WHAT YOU NEED TO DO: Nothing in the data is to be left out; copy it exactly.
══ GIVEN RECORDS ══
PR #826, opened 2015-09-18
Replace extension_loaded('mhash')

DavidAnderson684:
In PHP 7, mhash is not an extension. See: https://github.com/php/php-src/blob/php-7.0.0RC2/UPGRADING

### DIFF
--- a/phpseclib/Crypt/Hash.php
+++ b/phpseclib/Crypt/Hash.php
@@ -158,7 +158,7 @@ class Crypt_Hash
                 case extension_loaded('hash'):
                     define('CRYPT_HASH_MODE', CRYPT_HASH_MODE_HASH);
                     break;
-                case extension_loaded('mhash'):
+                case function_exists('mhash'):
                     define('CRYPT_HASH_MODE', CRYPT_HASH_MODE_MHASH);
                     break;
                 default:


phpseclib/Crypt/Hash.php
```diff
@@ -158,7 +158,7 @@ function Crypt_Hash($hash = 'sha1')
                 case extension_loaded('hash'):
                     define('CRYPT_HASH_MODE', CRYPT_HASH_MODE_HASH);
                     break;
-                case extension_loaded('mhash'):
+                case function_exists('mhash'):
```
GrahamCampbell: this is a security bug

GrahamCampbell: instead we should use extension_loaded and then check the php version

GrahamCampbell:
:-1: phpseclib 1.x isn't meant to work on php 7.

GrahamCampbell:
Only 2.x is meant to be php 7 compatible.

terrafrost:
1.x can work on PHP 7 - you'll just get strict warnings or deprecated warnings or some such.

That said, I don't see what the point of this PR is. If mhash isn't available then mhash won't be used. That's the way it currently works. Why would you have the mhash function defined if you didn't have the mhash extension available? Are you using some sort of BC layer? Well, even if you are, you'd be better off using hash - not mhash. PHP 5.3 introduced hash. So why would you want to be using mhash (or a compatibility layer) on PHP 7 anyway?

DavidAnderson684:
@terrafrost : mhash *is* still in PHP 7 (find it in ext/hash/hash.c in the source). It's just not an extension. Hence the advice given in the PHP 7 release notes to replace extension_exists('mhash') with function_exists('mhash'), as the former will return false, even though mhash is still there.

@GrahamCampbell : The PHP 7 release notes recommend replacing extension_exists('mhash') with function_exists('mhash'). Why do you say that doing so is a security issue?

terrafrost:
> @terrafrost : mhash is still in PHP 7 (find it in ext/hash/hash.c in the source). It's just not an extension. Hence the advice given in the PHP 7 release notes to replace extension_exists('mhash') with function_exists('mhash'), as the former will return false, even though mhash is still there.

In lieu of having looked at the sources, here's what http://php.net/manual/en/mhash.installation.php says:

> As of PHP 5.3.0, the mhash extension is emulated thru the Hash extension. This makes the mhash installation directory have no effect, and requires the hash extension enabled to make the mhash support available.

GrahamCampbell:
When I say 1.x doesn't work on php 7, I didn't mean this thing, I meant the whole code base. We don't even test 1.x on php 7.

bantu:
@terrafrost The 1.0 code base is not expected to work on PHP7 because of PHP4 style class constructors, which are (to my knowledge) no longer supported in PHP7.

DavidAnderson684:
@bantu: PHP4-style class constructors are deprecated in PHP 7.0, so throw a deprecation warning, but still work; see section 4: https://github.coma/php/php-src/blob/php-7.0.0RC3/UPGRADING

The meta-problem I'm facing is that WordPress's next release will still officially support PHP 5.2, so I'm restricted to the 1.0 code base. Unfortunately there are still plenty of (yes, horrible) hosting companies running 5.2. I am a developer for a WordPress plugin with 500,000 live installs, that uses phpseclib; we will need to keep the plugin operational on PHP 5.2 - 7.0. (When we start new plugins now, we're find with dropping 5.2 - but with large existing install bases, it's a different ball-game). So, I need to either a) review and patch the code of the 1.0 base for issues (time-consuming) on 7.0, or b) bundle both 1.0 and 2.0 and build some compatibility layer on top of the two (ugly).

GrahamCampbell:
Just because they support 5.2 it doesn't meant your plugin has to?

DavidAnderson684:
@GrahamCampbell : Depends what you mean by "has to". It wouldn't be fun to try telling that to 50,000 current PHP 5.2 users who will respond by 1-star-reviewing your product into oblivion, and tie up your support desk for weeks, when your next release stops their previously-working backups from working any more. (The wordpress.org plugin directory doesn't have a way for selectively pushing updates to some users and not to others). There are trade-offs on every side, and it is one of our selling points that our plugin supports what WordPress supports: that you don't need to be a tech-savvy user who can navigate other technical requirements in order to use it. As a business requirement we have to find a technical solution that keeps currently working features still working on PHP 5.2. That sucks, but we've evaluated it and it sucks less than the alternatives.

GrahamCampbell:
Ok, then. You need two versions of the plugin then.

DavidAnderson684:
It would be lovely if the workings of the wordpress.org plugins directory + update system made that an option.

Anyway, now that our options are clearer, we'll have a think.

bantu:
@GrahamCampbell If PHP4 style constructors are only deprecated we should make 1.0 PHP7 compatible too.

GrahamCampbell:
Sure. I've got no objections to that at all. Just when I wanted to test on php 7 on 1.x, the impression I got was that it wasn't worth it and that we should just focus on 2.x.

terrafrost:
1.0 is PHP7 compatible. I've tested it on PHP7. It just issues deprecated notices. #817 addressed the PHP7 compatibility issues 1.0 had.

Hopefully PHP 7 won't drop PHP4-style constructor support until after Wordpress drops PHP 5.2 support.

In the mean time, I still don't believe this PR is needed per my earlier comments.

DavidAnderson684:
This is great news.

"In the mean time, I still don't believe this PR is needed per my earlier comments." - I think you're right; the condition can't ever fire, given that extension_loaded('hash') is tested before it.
═══
SOLUTION:
PR #826, opened 2015-09-18
Replace extension_loaded('mhash')

DavidAnderson684:
In PHP 7, mhash is not an extension. See: https://github.com/php/php-src/blob/php-7.0.0RC2/UPGRADING

### DIFF
--- a/phpseclib/Crypt/Hash.php
+++ b/phpseclib/Crypt/Hash.php
@@ -158,7 +158,7 @@ class Crypt_Hash
                 case extension_loaded('hash'):
                     define('CRYPT_HASH_MODE', CRYPT_HASH_MODE_HASH);
                     break;
-                case extension_loaded('mhash'):
+                case function_exists('mhash'):
                     define('CRYPT_HASH_MODE', CRYPT_HASH_MODE_MHASH);
                     break;
                 default:


phpseclib/Crypt/Hash.php
```diff
@@ -158,7 +158,7 @@ function Crypt_Hash($hash = 'sha1')
                 case extension_loaded('hash'):
                     define('CRYPT_HASH_MODE', CRYPT_HASH_MODE_HASH);
                     break;
-                case extension_loaded('mhash'):
+                case function_exists('mhash'):
```
GrahamCampbell: this is a security bug

GrahamCampbell: instead we should use extension_loaded and then check the php version

GrahamCampbell:
:-1: phpseclib 1.x isn't meant to work on php 7.

GrahamCampbell:
Only 2.x is meant to be php 7 compatible.

terrafrost:
1.x can work on PHP 7 - you'll just get strict warnings or deprecated warnings or some such.

That said, I don't see what the point of this PR is. If mhash isn't available then mhash won't be used. That's the way it currently works. Why would you have the mhash function defined if you didn't have the mhash extension available? Are you using some sort of BC layer? Well, even if you are, you'd be better off using hash - not mhash. PHP 5.3 introduced hash. So why would you want to be using mhash (or a compatibility layer) on PHP 7 anyway?

DavidAnderson684:
@terrafrost : mhash *is* still in PHP 7 (find it in ext/hash/hash.c in the source). It's just not an extension. Hence the advice given in the PHP 7 release notes to replace extension_exists('mhash') with function_exists('mhash'), as the former will return false, even though mhash is still there.

@GrahamCampbell : The PHP 7 release notes recommend replacing extension_exists('mhash') with function_exists('mhash'). Why do you say that doing so is a security issue?

terrafrost:
> @terrafrost : mhash is still in PHP 7 (find it in ext/hash/hash.c in the source). It's just not an extension. Hence the advice given in the PHP 7 release notes to replace extension_exists('mhash') with function_exists('mhash'), as the former will return false, even though mhash is still there.

In lieu of having looked at the sources, here's what http://php.net/manual/en/mhash.installation.php says:

> As of PHP 5.3.0, the mhash extension is emulated thru the Hash extension. This makes the mhash installation directory have no effect, and requires the hash extension enabled to make the mhash support available.

GrahamCampbell:
When I say 1.x doesn't work on php 7, I didn't mean this thing, I meant the whole code base. We don't even test 1.x on php 7.

bantu:
@terrafrost The 1.0 code base is not expected to work on PHP7 because of PHP4 style class constructors, which are (to my knowledge) no longer supported in PHP7.

DavidAnderson684:
@bantu: PHP4-style class constructors are deprecated in PHP 7.0, so throw a deprecation warning, but still work; see section 4: https://github.coma/php/php-src/blob/php-7.0.0RC3/UPGRADING

The meta-problem I'm facing is that WordPress's next release will still officially support PHP 5.2, so I'm restricted to the 1.0 code base. Unfortunately there are still plenty of (yes, horrible) hosting companies running 5.2. I am a developer for a WordPress plugin with 500,000 live installs, that uses phpseclib; we will need to keep the plugin operational on PHP 5.2 - 7.0. (When we start new plugins now, we're find with dropping 5.2 - but with large existing install bases, it's a different ball-game). So, I need to either a) review and patch the code of the 1.0 base for issues (time-consuming) on 7.0, or b) bundle both 1.0 and 2.0 and build some compatibility layer on top of the two (ugly).

GrahamCampbell:
Just because they support 5.2 it doesn't meant your plugin has to?

DavidAnderson684:
@GrahamCampbell : Depends what you mean by "has to". It wouldn't be fun to try telling that to 50,000 current PHP 5.2 users who will respond by 1-star-reviewing your product into oblivion, and tie up your support desk for weeks, when your next release stops their previously-working backups from working any more. (The wordpress.org plugin directory doesn't have a way for selectively pushing updates to some users and not to others). There are trade-offs on every side, and it is one of our selling points that our plugin supports what WordPress supports: that you don't need to be a tech-savvy user who can navigate other technical requirements in order to use it. As a business requirement we have to find a technical solution that keeps currently working features still working on PHP 5.2. That sucks, but we've evaluated it and it sucks less than the alternatives.

GrahamCampbell:
Ok, then. You need two versions of the plugin then.

DavidAnderson684:
It would be lovely if the workings of the wordpress.org plugins directory + update system made that an option.

Anyway, now that our options are clearer, we'll have a think.

bantu:
@GrahamCampbell If PHP4 style constructors are only deprecated we should make 1.0 PHP7 compatible too.

GrahamCampbell:
Sure. I've got no objections to that at all. Just when I wanted to test on php 7 on 1.x, the impression I got was that it wasn't worth it and that we should just focus on 2.x.

terrafrost:
1.0 is PHP7 compatible. I've tested it on PHP7. It just issues deprecated notices. #817 addressed the PHP7 compatibility issues 1.0 had.

Hopefully PHP 7 won't drop PHP4-style constructor support until after Wordpress drops PHP 5.2 support.

In the mean time, I still don't believe this PR is needed per my earlier comments.

DavidAnderson684:
This is great news.

"In the mean time, I still don't believe this PR is needed per my earlier comments." - I think you're right; the condition can't ever fire, given that extension_loaded('hash') is tested before it.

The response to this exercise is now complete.